Deer Exclosures Along Norwich Trails

Published Mar 1st, 2024 by Lynnwood Andrews

A Norwich Conservation Commission deer exclosure. A Norwich Conservation Commission deer exclosure.

Hikers along trails in Norwich may notice four deer “exclosures” recently installed by the Conservation Commission to illustrate the effects on forest health when deer are allowed to browse too heavily.

The study sites are at the Milt Frye Nature Area, Woody Adams/Gile Mountain, Brookmead, and the Montshire Museum of Science.

Exclusion is a proven method of identifying the ecological stresses on plants, animals, soils, and human health when there are too many deer. By protecting forest plots with cattle guards and fence posts, we can learn about the ways deer are threatening not only forest health and soils but wildlife populations, as well. Much remains to be learned about effective restoration methods and how long they might take.

Within the test zones, vulnerable plants won’t be eaten, trampled, or urinated on. We’ll see a microcosm of the understory as it should look, full of a wide variety of native trees, shrubs and herbaceous plants, not a stripped, compacted, acidic wasteland.

Outside the protected spots, the deer cause significant changes in soil chemistry, nutrients, and microbes.

For example, their actions allow invasive worms to multiply. The drastic reduction in total plant life, combined with selectively removing most native plants, changes the amount and varieties of soil nutrients and microbes in ways that favor invasive worms. Further, the worms themselves alter soil chemistry and composition in ways that harm many native plants, such as the sugar maple. It can take many decades to recover from these changes once deer numbers are permanently reduced.

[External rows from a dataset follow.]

PR #1627, opened 2026-09-10
feat(adwaita-core): one authored tree, rendered

JumpLink:
Closes the rung ADR 0051 was written for: the same authored tree, built by more than
one renderer, held to the same `@gjsify/adwaita-core/conformance` rows, with no
per-surface markup branch. That is ADR 0027 § 9's criterion, and until now nothing
held it.

ADR 0051 is now Accepted, with one of its own premises overturned by measurement.

## What was missing

`scripts/adwaita-gallery-shared-trees.mjs` holds seven gallery blocks whose widget
tree is authored once. Arm 11 of `check-generated-website-data.mjs` compares them as
DATA. Nothing built them. Now two renderers do.

* `packages/web/adwaita-core/src/conformance/shared-trees.ts` is the renderer-free
  join: `sharedTreeExpectations(root)` returns the vector ROWS an authored node
  instantiates, by matching the authored value against the row's own input. It writes
  no expected value of its own — ADR 0051 § 3 made structural rather than promised.
* `packages/framework/gtk-host/src/shared-trees.spec.ts` builds each block through
  `createElement`/`setProp`/`insert` into real libadwaita widgets, diagnostics gate on.
* `packages/web/adwaita-web/src/shared-trees.spec.ts` builds the same block out of
  custom elements, in Firefox.
* `packages/web/adwaita-core/src/shared-trees.spec.ts` holds the corpus-and-ledger
  half on Node AND GJS, so neither renderer leg carries a claim about the corpus.

Both drivers assert, on the REAL tree their renderer produced, that the authored nodes
appear in the authored order — the libadwaita revealers and listboxes between them are
the renderer's business, the nesting is not — and then read the reached rows off them.
Each has exactly one seam, a `read(expectation, node)` over a closed observable
vocabulary; everything above it is shared. The per-surface transforms are `hostTagOf`
on both sides plus a camelCase-to-kebab ATTRIBUTE rule on the web, both total over the
corpus, with no per-block branch on either side.

The corpus is read, not transcribed. A hand-written
`scripts/adwaita-gallery-shared-trees.d.mts` lets a TypeScript spec import the `.mjs`
the two gallery generators emit from: `tsc` resolves the declaration and never puts the
`.mjs` in its program, so no package's `rootDir` is crossed, and the corpus stays where
plain-Node generators reach it in a CI job with no `node_modules`.

Distance, derived every run: 7 blocks, 5 reaching a row, 2 declared with a measured
reason, 4 tables, 6 rows.

## The premise that did not hold: stage 2 cannot exist

Stage 2 asked for a NativeScript tree driver "off-device against the port's own
classes, the way the port's specs already run on GJS and Node". Measured:

* every module under `packages/nativescript-bridge/adwaita/src/widgets/` opens with a
  bare `@nativescript/core` import at module scope, because each class EXTENDS an NS
  view;
* `@nativescript/core` is an OPTIONAL peer the workspace install never brings in —
  `node_modules/@nativescript` holds `types`, `types-android`, `types-ios` and nothing
  else;
* the port's own specs say so in their headers and act on it: "this file must NOT
  import `./widgets/adw-banner.js` … the behaviour is exercised through
  `./widgets/chrome.js`, the pure sibling". What runs off-device is the port's pure
  derivations, never its widgets.

So the port has no widget to build a tree out of in any runtime this repo tests. An
Android emulator was offered and deliberately NOT used: a driver that needs a device
cannot be the check that fails a PR, which is the only thing this rung is for. The
second driver is therefore `adwaita-web`, the renderer § 9 named before ADR 0051
re-aimed it. The ADR's "One correction to § 9's own wording" is withdrawn in
§ Amendment 1 — it is still true about the CORPUS, it was wrong about the DRIVER.

## What the drivers found that nothing else had

**A `GParamSpec` default is not a constructed default.** `AdwBanner:use-markup`
declares TRUE (`find_property('use-markup').get_default_value()`); a freshly
constructed `Adw.Banner` answers FALSE. Mechanism measured, not guessed: the banner's
getter DELEGATES to its template `GtkLabel`, `adw-banner.ui` (read out of the installed
GResource) never sets `use-markup` on that label, and a pspec default is not written
through a setter — assigning `label.useMarkup` directly moves what the banner reports.
Both Adwaita ports implement the pspec default, so the same authored banner interprets
`<b>bold</b>` in the browser and paints it literally in GTK. Ledgered in
`status/open-todos.md`, with why it is a rendering change of its own rather than a
drive-by.

**A localized rendering is a fact about the runner.** `SHORTCUT_LABEL_VECTORS` spells
`<Control>C` as `[Ctrl][C]`; `Adw.ShortcutLabel` draws `gtk_accelerator_get_label` —
measured `["Strg","C"]` on this de_DE host, `["Ctrl","C"]` under `LC_ALL=C`, and the
locale cannot be moved from inside the process. Hence `Adw.ShortcutLabel` is a declared
block, not a passing one.

**A notify table's `emitted` half has nowhere to come from.** An authored tree writes a
property; it cannot attach a listener before the write. Only the END STATE is taken.

## The gate learned the tree driver (stage 3)

`check-adwaita-conformance-drivers.mjs` gains a TREE arm, derived and never claimed. It
reads the join's table list out of its CODE, refuses a listed table no import backs,
refuses an imported table left off the list, refuses a driver spec no entry hands to
`run({…})`, and refuses a binding no live suite drives. The one half it cannot decide
statically — a listed table no corpus node REACHES — the drivers assert themselves
against `reachedTables`. `gtk-host` is on the tree-driver list and deliberately NOT
counted as a renderer, so a table only it drives stays core-only.

## Negative controls, runs, and what was left alone

In the first comment below — a markdown table does not survive as a commit body, and
this text becomes one.

## Open item deleted

`status/open-todos.md`'s "the shared source is compared as DATA rather than as a
rendered tree" is gone — not struck through, not marked done. What stands in its place
is what is actually still open: the corpus, the three structural limits, and the new
banner-markup item.

### DIFF
--- a/docs/adr/0051-one-authored-tree-rendered.md
+++ b/docs/adr/0051-one-authored-tree-rendered.md
@@ -1,6 +1,8 @@
 # 51. One authored tree, rendered: ADR 0027 § 9's criterion becomes a suite
 
-- Status: **Proposed**
+- Status: **Accepted** (2026-09-10) — amended, see § Amendment 1: the second driver is
+  `adwaita-web` and not the NativeScript port, because the port has no widget an
+  off-device suite can build. What was actually built is § What landed.
 - Date: 2026-09-09
 - Deciders: Pascal Garber
 - Related: [ADR 0004 (headless Adwaita core)](0004-headless-adwaita-core.md), [ADR 0027 (GTK host layer)](0027-gtk-host-layer.md), [ADR 0028 (widget table provenance)](0028-widget-table-provenance.md), [ADR 0030 (one corpus, GJS as oracle)](0030-one-corpus-gjs-as-oracle.md), [ADR 0034 (widget vocabulary convergence)](0034-widget-vocabulary-convergence.md)
@@ -216,7 +218,7 @@ Each stage is independently useful and breaks nothing that ships.
 | # | stage | what goes red if it is wrong |
 |---|---|---|
 | 1 | A tree driver for `gtk-host`: build `gtkHostTree(widget)` for each corpus block into real widgets, with `installDiagnosticsGate()` on, and assert the `adwaita-core` vectors the tree reaches. | a block that cannot be built; a GTK diagnostic during a build; a vector that disagrees; a block reaching no vector and not declared |
-| 2 | The same for the NativeScript port over `nativeScriptTree(widget)`, off-device against the port's own classes, the way the port's specs already run on GJS and Node. | the same four, plus a block whose two drivers disagree — which is the finding the whole ADR exists to produce |
+| 2 | ~~The same for the NativeScript port over `nativeScriptTree(widget)`~~ — **withdrawn, see § Amendment 1.** The port's widget classes extend `@nativescript/core` bases that no runtime here has, so there is no off-device tree to build. The second driver is `adwaita-web`, over the same corpus. | the same four, plus a block whose two drivers disagree — which is the finding the whole ADR exists to produce |
 | 3 | Teach `check-adwaita-conformance-drivers.mjs` the tree driver, so a table driven only from a tree is not read as undriven, and a tree claiming a table it does not reach fails. | a false coverage claim — the exact class that gate's three incidents are about |
 | 4 | Print the distance: blocks in the corpus, blocks reaching a vector, blocks declared, per renderer. Derived every run; no count in a header or in prose. | any figure that is written down rather than derived |
 | 5 | Put `adwaita-web` on the corpus: emit the gallery `preview` fence from `ADWAITA_GALLERY_SHARED_TREES` instead of authoring it per block, then drive it in `tests/browser`. This is the stage that closes § 9 in its own words. | a preview fence that is not what the shared tree emits; a web tree that fails a vector its two siblings pass |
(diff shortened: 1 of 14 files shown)


JumpLink:
## Negative controls — every one run, every one red

A guard that has never been red is not a guard.

| what was broken | result |
|---|---|
| `ENTRY_TEXT_LENGTH_VECTORS` row `'Ada Lovelace' → 12` changed to `13` | **both** drivers red, and the tree failure is named separately from the per-widget one: gtk-host `1 of 624 tests failed`; browser `3 of 1672`, one of them `[the shared corpus against the adwaita-core vectors it reaches] Adw.EntryRow — … ENTRY_TEXT_LENGTH_VECTORS` |
| `'active'` removed from `<adw-switch-row>`'s `observedAttributes` | 5 browser tests red, **none of them the tree driver** — the declarative path still worked. Kept as a finding: it is why the next control exists. |
| the DECLARATIVE read `this._state.setActive(this.hasAttribute('active'))` in `<adw-switch-row>`'s `connectedCallback` replaced by `false` | **exactly 2 tests red, both of them the tree driver's**, with all 1 670 other browser tests green. The existing per-widget suite drives that property imperatively and cannot see it. This is the class the tree driver adds. |
| `AdwSharedTreesTest` removed from `run({…})` in `test.browser.mts` | gate red: *"drives the shared authored tree, but no test entry of adwaita-web hands its suite to `run({…})` — so it runs NOWHERE"* |
| `'WINDOW_TITLE_VECTORS'` added to `SHARED_TREE_TABLES` | gate red: *"lists WINDOW_TITLE_VECTORS as tree-driven while nothing in the file reads it"* |
| a stale `'Adw.Banner'` entry added to `SHARED_TREE_BLOCKS_WITHOUT_EXPECTATIONS` | adwaita-core spec red on Node: *"declares a block that reaches nothing, and only such a block"* |

The gate also caught one of my own mistakes while it was being written: the ledger export was
originally named `…_WITHOUT_VECTORS`, which `tablesIn`'s `export const *_VECTORS` scan read as a
vector table. Renamed.

## Runs

```
gjsify workspace @gjsify/adwaita-core run check           → 0
gjsify workspace @gjsify/adwaita-core run test:node       → 2114 tests, 13093 assertions, 0 failed
gjsify workspace @gjsify/adwaita-core run test:gjs        → 2114 tests, 13093 assertions, 0 failed
gjsify workspace @gjsify/gtk-host run check               → 0
gjsify workspace @gjsify/gtk-host run test:gjs            → 621 tests, 2872 assertions, 0 failed
gjsify workspace @gjsify/adwaita-web run check            → 0
cd tests/browser && npx playwright test --project=firefox → 5 passed (adwaita-web bundle: 1672 tests)
node scripts/check-adwaita-conformance-drivers.mjs        → 0 (176 tables, 82 live specs,
                                                             2 live tree drivers, 4 joined tables)
node scripts/check-generated-website-data.mjs             → 0 (24 blocks both renderers draw,
                                                             7 from one authored tree)
node scripts/check-node-test-registration.mjs             → 0
node scripts/check-browser-test-registration.mjs          → 0
node scripts/check-vocabulary-alignment.mjs               → 0
node scripts/check-adr-index.mjs                          → 0
node scripts/check-agent-context-size.mjs --check         → 0
gjsify lint                                               → 0 errors
gjsify format --check                                     → clean
```

(The gtk-host count is 621 after the last commit lifted three corpus-level assertions out of
the driver and into `adwaita-core`'s suite, where they run on Node too; it was 624 before.)

**Not run here, and why:** `gjsify workspace @gjsify/gtk-host run test:gjs-on-node` fails to
resolve `@gjsify/node-gi` in this checkout — a `file:` dependency on a package that is not a
workspace member and is neither built nor linked here (`ERR_MODULE_NOT_FOUND` at the bundle's
first import, before any of this branch's code). That leg is `node-gi.yml`'s `gtk-host-node`
job. No e2e suite touches the changed paths.

## Deliberately not touched

- **No AGENTS.md.** The rules this adds live in the ADR and in the two module headers a reader
  of them lands on; touching a context file means `check-agent-context-size --update` and
  committing `status/agent-context-budget.json`, a counter two other branches share right now,
  for content that already has an owner.
- **The corpus did not grow.** ADR 0051's own "Grow the corpus before building the suite"
  rejection stands: the ledgered divergences each need a decision before they need code.
- **`ADWAITA_GALLERY_TREE_DIVERGENCES` and the two gallery generators are unchanged** — this
  PR adds a reader of the corpus, not a second author of it.
- **Stage 5** (emitting the gallery `preview` fence from the shared trees) stays open;
  Amendment 1 moves `adwaita-web` into the driver position, not the website's authored fences.

JumpLink:
## Independent review — every load-bearing claim re-run, seven commits pushed

I did not write this PR. Everything below was re-measured in a clean worktree on
`feat/one-authored-tree-rendered`; where I could not reproduce a number I say so, and where
I disagreed I pushed a change rather than a note.

**Verdict: mergeable.** The claim the PR rests on — that the tree driver sees a class of
defect no per-widget suite sees — reproduces exactly, not approximately. Two of the three
things I was most suspicious of survived measurement and came out *stronger* than the PR
argued them. Two did not, and are fixed on the branch.

---

### 1. The load-bearing negative control — reproduced exactly

The decisive one, run myself end to end:

```
sed -i "71s/setActive(this.hasAttribute('active'))/setActive(false)/" \
    packages/web/adwaita-web/src/elements/adw-switch-row.ts
gjsify workspace @gjsify/adwaita-web run build:test:browser
cd tests/browser && npx playwright test --project=firefox
```
```
Error: 2 of 1669 tests failed:
  [the shared corpus against the adwaita-core vectors it reaches] Adw.PreferencesGroup — AdwPreferencesGroup > AdwSwitchRow[1]: SWITCH_ROW_NOTIFY_VECTORS …
  [the shared corpus against the adwaita-core vectors it reaches] Adw.SwitchRow — AdwPreferencesGroup > AdwSwitchRow[0]: SWITCH_ROW_NOTIFY_VECTORS …
```

Exactly two red, both of them the tree driver's, everything else green. And the control
that motivates it, `'active'` off `observedAttributes`:

```
Error: 5 of 1669 tests failed:
  [<adw-switch-row> still toggles and emits through <gtk-switch>] …
  [<adw-switch-row> notify::active (libadwaita conformance vectors)] programmatic-set-notifies …
  … 3 more, every one of them a per-widget test, not one of them the tree driver's
```

Five red, **none** the tree driver's — as claimed. The two controls together are the actual
argument for this rung, and they hold: the declarative construction path is a real class,
and the tree driver is the only thing in the repo that sees it.

The vector control on the GTK side too, `ENTRY_TEXT_LENGTH_VECTORS` `12 → 13`:
`❌ [Gjs] 1 of 621 tests failed`, named `Adw.EntryRow — AdwPreferencesGroup > AdwEntryRow[0]:
ENTRY_TEXT_LENGTH_VECTORS`. And the gate arm, `'WINDOW_TITLE_VECTORS'` added to
`SHARED_TREE_TABLES`: exit 1, *"lists WINDOW_TITLE_VECTORS as tree-driven while nothing in
the file reads it"*.

**One number is off:** the body says 1 672 browser tests and 1 670 green; the suite reports
**1 669**. Three stale — harmless, but it had also been copied into `docs/release-notes/next.md`,
where it would have gone staler by release. Dropped (`1ff25fa6f5`).

### 2. The premise that took scope AWAY — holds, and is weaker than it should be

This is where a withdrawn task justifies itself too easily, so I checked the three
sub-claims separately rather than the conclusion.

- `node_modules/@nativescript` → `types`, `types-android`, `types-ios`. **True.**
  `peerDependenciesMeta` marks `@nativescript/core` optional, no devDependency. **True.**
- 68 of the modules under `adwaita/src/widgets/` import `@nativescript/core` at module
  scope. The two widget modules that do not (`adw-view-switcher`, `adw-inline-view-switcher`)
  extend `view-switcher-base.ts`, which does — and whose header already says *"a widget
  module cannot be imported off-device"*. **True.**
- Six spec headers carry the *"must NOT import `./widgets/…`"* clause. **True.**

But the *argument* was the wrong one, and I think that matters: "the workspace install does
not bring it in" is a **state of this checkout**. Somebody adds the devDependency and the
argument evaporates while the conclusion stays right — which is how a correct decision gets
re-litigated on a bad premise.

So I measured what actually blocks it:

```
npm pack @nativescript/core          # 9.1.1, into a scratch dir, lockfile untouched
node -e "import('./package/ui/label/index.js')"       → Cannot find module
ls package/ui/label/                 → index.android.js  index.ios.js  (no index.js)
ls package/ui/core/view/             → index.android.js  index.ios.js  (no index.js)
ls package/ui/layouts/grid-layout/   → index.android.js  index.ios.js  (no index.js)
```

`@nativescript/core` **ships no platform-neutral module for a widget class at all**. Picking
between the flavours is NativeScript's own platform-aware resolution — not Node's, not a
bundler's. `class AdwBanner extends GridLayout` has no base class to extend off-device
whether or not the peer is installed. So the answer to "impossible, or merely expensive?" is
**impossible short of building a fake device**, and Amendment 1 now says that
(`c0d490517b`), with `status/open-todos.md` pointing at it.

### 3. The two ledgered findings — one exception holds, one entry was wrong

**Banner `use-markup` — the exception holds.** Re-measured, not taken on trust:

```
pspec default use-markup     : true          libadwaita 1.9.3
constructed get_use_markup() : false
template label found         : Gtk_Label  use-markup=false
after label.use_markup=true  : banner.get_use_markup()=true     ← the getter delegates
```

Every word of it, including the delegation mechanism. And `refs/libadwaita` really is
uninitialised here (`git submodule status` → leading `-`), so the `adw-banner.c` line cites
in `BANNER_DEFAULT_VECTORS`'s `rule` genuinely cannot be checked in this tree. Fixing it
repaints two published renderers and rewrites a conformance row — governance exception (c),
and the PR does land the minimal root part of it: the drivers take **no** pspec-default table
at all rather than picking whichever of the two true facts happens to be green. That is the
right shape.

**`Adw.ShortcutLabel` — the entry was wrong, and I rewrote it (`72003229e0`).** Three
things, in order of how much they matter:

1. The declared reason blamed the locale. The locale is not why the block reaches nothing —
   `SHORTCUT_LABEL_VECTORS` simply is not on `SHARED_TREE_TABLES`. That is a **choice**, and
   the entry should say so; `Adw.WindowTitle` reaches nothing for a genuinely different
   reason (no row matches the authored values) and one wording covered both.
2. **What the silence actually covers was not stated.** `adwaita-web` drives that table from
   its own spec and would pass the row here too. `gtk-host` drives it from **no spec at all** —
   so libadwaita's own keycap rendering is the one thing this declaration leaves unchecked,
   and the entry read as coverage-with-a-reason instead.
3. On the tooling question you'd expect me to answer: **`it.failing(…, { when })` is the
   honester tool, and I can show it rather than assert it.** The locale is immovable from
   *inside* the process — confirmed, `GLib.setenv` does nothing — but not from outside:

   ```
   gjs -m probe.js              → ShortcutLabel keycaps : ["Strg","C"]
   LC_ALL=C gjs -m probe.js     → ShortcutLabel keycaps : ["Ctrl","C"]
   ```

   Per `tests/AGENTS.md` rule 6, `when` scopes the **expectation, not the test**: on a de_DE
   desk a tolerated failure, on an untranslated host — which no workflow here opts out of —
   a real, gating assertion. A declared block asserts nothing anywhere.

   I did **not** implement it. It needs a fifth joined table, a new observable and a GTK-side
   keycap serializer, and only one corpus row would exercise it — a serializer correct for
   exactly one input is a landmine. That is a follow-up, not a review edit. The declaration
   now names it so it does not get lost.

### 4. Craft — what I changed

- **`refactor: lift the tree drivers' shared walk` (`d9867b3f54`).** Both drivers derived
  the same two things privately — the authored classes in authored order, and the index of
  the node an expectation addresses. The second copy is where that gets lifted:
  `authoredTags(root, tagOf)` and `subjectIndexOf(root, path)` now live with the join, so the
  walk a driver addresses into is the same one `shared-trees.spec.ts` proves unique and total
  on Node. The PR claims "each driver has exactly ONE seam"; before this there were three
  shared derivations, two of them copied. The gtk-host driver also stops carrying three
  parallel arrays indexed in step (four fewer non-null assertions), and `widgetOf` reads the
  widget `build` already materialised instead of calling `materialize` a second time.
- **`test(adwaita-web): unmount on the red path too` (`63876f7dde`).** `mount()` handed back
  a host the test removed on its **last line** — so a failing assertion left the block in
  `document.body` and the next test read a document two blocks deep. A suite whose entire
  selling point is an attributable failure cannot have its first red corrupt its second.
  `mounted(node, use)` puts the teardown in a `finally`. Also `querySelectorAll('*')` for the
  hand-rolled recursion, and the double `bannerButton()` call with its `!` collapsed to one.
- **`chore: declare only what a spec imports` (`20e9309084`).** Nothing checks
  `adwaita-gallery-shared-trees.d.mts` against the `.mjs`, so the *only* backstop a declared
  name has is a spec importing it. `nativeScriptTree` and `ADWAITA_GALLERY_TREE_DIVERGENCES`
  had none — their consumers are plain `.mjs` generators that never see the file — so they
  were exactly the unverifiable second truth the file's own header warns about. Removed, and
  the header now states the invariant instead of implying it. **The `.d.mts` trick itself is
  sound**: `skipLibCheck` and `rootDir: src` both hold, and every remaining name is imported
  by a live spec, so a rename in the `.mjs` is now a build error.
- **`docs: derive the denominator, do not write it` (`9537e8f91d`).** `status/open-todos.md`
  said the denominator *"is printed by the drivers rather than written here"* — and then wrote
  it, in the same sentence: seven blocks, four tables, six rows. Stage 4's own failure
  criterion is "any figure that is written down rather than derived".

### 5. `simplicity` applied to the new gate arm — one honest caveat

Governance asks what a new check lets you delete. This one deletes nothing, so I measured
whether it currently *does* anything. Neutering only the credit half:

```
-  byLabel.get(label).add(name); byRenderer.add(name);
node scripts/check-adwaita-conformance-drivers.mjs   → exit 0, byte-identical summary
```

All four joined tables are already driven by live per-widget specs, so **the credit half of
the TREE arm changes no verdict today**. It is not dead — it becomes load-bearing the moment
a table is joined that no per-widget spec drives, which is the blindness it exists for — but
"this arm removes a blindness" is currently a claim about the future, and worth knowing.
The *refusal* half is genuinely live: three of its five refusals were negative-controlled by
the author and I reproduced one of them. I left the arm alone.

### Runs, on the final state of the branch

```
gjsify workspace @gjsify/adwaita-core run test         → 2114 tests / 13093 assertions, Node AND GJS, 0 failed
gjsify workspace @gjsify/gtk-host   run test           → 621 tests / 2872 assertions, 0 failed
tests/browser, playwright --project=firefox            → 5 passed
gjsify workspace {adwaita-core,gtk-host,adwaita-web} run check → 0, 0, 0
check-adwaita-conformance-drivers / -generated-website-data / -adr-index → 0 / 0 / 0
check-node-test-registration / -browser-test-registration / -vocabulary-alignment → 0 / 0 / 0
check-agent-context-size --check  →  0     audit-runtimes.mjs --check → 0
gjsify lint → 0 errors            gjsify format --check → clean
```

Counts unchanged by the refactor in both directions, and I **re-ran the negative control
against the refactored driver** — a refactor that quietly disarms the guard is the failure
mode this repo pays for most: still `2 of 1669`, still both the tree driver's.

No AGENTS.md touched, so `status/agent-context-budget.json` is untouched. Corpus not grown,
stage 5 not pulled in.

🤖 Reviewed with [Claude Code](https://claude.com/claude-code)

When deer strip the understory of native plants, cascading effects ricochet throughout the ecosystem. Deer tend not to eat non-native plants such as buckthorn, bush honeysuckle, euonymus, barberry, and bittersweet. In our area, deer eat maple, oak, basswood, ash, and cherry seedlings – so much that it has become rare to see saplings above one foot high, if at all. Birch, poplar, beech, white pine, hemlock, spruce, and fir are less preferred, but nevertheless, are often browsed. The result is a significant threat to healthy forest regeneration and biodiversity. Bird populations are decreasing as a result of heavy deer browse. Birds feed nestlings exclusively on insects in spring. Insects prefer, or only grow on native plants. The very reason many non-native plants were introduced was because they are “pest-free,” meaning our insects do not eat them. When deer strip the woods of native plants, insect populations crash and birds go hungry.

Deer exclusion plots have revealed interactions among forest disturbances that threaten forest regeneration. Many forest disturbances, such as fires and falling trees, are a natural feature of forest progression. Gaps in the canopy provide light, allowing saplings to grow to maturity and understory plants to take root. With heavy deer pressure, many native plants cannot thrive. Invasives and Hay-scented fern and New York fern, two natives that deer do not eat, move in and create such dense patches that other plant seedlings are crowded out.

When deer are excluded from canopy gaps, even over decades, where ferns and other invasives have already become established, native plants do not recover. The weeds have to be removed and appropriate natives replanted by hand.

Deer exclusion studies have also verified that high deer populations increase human risks of Lyme and other tick-borne diseases. Plots with no deer have significantly fewer Lyme-infected ticks than adjacent areas have access.

The conservation commission hopes you will observe changes within the deer exclosures over the coming years and be inspired by them to support measures to reduce deer numbers and increase forest biodiversity and regeneration.